**EXERCISE DESCRIPTION:**
For each line below that contains the word "after", make a copy.
****************************************
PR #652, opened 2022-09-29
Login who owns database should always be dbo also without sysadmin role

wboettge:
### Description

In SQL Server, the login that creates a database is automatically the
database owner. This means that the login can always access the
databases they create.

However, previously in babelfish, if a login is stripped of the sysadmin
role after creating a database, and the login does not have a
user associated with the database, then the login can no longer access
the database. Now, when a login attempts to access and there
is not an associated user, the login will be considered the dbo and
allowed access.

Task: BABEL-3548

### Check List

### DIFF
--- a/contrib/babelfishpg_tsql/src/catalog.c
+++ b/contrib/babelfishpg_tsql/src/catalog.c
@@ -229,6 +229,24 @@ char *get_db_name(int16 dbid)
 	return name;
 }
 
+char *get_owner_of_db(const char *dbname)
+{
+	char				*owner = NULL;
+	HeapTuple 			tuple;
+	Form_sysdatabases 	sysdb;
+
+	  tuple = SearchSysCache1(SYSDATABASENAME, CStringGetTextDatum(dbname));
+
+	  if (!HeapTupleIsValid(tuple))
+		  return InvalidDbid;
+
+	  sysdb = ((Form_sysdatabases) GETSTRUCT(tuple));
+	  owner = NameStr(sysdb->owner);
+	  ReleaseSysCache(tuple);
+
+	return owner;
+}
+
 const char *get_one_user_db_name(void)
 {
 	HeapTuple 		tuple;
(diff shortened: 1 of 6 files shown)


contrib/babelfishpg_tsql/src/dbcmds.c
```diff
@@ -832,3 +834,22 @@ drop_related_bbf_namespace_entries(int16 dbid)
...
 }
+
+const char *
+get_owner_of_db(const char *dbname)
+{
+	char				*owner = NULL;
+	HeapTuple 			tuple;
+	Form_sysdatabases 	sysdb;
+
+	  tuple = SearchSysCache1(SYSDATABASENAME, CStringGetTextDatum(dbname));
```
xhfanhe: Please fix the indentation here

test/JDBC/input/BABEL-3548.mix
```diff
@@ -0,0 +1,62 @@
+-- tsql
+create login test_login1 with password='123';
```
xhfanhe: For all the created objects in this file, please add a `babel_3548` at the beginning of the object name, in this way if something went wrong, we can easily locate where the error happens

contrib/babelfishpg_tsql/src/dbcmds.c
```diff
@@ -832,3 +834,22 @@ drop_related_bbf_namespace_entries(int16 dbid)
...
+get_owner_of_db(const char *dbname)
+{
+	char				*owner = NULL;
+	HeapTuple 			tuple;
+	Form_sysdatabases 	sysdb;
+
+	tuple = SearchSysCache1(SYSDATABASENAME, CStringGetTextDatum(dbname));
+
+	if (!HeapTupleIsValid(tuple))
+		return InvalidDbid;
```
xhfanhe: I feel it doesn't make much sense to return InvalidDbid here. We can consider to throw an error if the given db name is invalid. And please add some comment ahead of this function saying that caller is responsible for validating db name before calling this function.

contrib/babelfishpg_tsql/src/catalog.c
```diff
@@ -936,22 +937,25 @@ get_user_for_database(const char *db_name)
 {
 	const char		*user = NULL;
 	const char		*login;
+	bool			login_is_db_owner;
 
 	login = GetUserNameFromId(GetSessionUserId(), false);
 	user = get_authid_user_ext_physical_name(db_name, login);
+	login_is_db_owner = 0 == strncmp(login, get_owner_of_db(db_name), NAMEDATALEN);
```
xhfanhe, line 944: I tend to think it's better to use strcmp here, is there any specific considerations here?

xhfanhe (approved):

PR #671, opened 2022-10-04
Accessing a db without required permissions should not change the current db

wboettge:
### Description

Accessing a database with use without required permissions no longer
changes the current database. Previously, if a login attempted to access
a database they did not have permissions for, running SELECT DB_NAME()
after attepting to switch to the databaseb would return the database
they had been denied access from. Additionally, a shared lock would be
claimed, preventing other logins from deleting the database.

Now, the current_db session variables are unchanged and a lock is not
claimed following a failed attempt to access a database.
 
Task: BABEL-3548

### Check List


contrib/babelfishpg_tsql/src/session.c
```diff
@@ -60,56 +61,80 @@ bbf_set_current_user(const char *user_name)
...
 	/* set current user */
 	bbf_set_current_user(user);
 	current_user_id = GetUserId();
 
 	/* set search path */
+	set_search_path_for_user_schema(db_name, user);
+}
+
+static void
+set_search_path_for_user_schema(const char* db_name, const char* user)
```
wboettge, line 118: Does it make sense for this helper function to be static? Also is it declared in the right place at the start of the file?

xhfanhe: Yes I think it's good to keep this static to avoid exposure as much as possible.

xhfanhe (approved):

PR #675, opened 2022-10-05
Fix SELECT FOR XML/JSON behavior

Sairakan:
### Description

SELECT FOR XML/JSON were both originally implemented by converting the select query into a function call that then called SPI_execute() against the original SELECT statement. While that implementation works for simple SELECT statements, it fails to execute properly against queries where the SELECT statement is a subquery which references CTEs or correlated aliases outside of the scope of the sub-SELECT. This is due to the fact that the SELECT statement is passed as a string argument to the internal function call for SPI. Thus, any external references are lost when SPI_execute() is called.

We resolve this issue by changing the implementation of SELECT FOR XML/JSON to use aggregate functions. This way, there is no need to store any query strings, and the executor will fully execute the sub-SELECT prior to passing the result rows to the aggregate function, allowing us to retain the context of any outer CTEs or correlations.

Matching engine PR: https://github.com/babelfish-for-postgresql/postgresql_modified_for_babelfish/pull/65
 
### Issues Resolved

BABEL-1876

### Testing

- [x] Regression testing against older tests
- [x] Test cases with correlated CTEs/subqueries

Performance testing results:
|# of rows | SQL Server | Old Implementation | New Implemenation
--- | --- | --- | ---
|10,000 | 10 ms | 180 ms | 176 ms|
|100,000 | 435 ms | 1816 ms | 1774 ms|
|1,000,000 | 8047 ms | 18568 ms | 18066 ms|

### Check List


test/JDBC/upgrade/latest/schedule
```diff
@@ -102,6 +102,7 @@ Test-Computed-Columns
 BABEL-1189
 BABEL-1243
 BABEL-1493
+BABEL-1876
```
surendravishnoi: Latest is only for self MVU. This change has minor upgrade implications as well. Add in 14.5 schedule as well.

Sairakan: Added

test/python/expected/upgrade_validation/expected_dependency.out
****************************************
**SOLUTION TO THIS TASK:**
role after creating a database, and the login does not have a
after attepting to switch to the databaseb would return the database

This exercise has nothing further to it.